**Work required**
Your task is to copy every line of the entries that holds the word "wrap".

Records excerpted from a collection
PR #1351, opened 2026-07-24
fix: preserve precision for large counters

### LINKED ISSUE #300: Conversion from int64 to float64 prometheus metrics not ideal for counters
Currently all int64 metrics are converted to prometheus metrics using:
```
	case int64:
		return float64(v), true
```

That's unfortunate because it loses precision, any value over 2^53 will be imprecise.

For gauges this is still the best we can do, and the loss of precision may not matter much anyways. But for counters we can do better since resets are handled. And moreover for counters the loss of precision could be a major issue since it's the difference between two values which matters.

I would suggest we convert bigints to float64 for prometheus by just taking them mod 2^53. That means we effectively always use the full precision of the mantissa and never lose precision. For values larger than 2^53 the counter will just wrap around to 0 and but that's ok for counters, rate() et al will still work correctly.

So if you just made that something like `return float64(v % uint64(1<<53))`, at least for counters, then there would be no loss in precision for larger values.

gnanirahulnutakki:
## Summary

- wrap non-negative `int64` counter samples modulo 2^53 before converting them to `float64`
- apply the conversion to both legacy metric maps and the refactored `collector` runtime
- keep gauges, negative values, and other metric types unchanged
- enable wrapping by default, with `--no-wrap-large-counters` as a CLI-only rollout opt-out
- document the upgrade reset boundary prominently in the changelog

**Solution to this exercise**
I would suggest we convert bigints to float64 for prometheus by just taking them mod 2^53. That means we effectively always use the full precision of the mantissa and never lose precision. For values larger than 2^53 the counter will just wrap around to 0 and but that's ok for counters, rate() et al will still work correctly.
- wrap non-negative `int64` counter samples modulo 2^53 before converting them to `float64`
- enable wrapping by default, with `--no-wrap-large-counters` as a CLI-only rollout opt-out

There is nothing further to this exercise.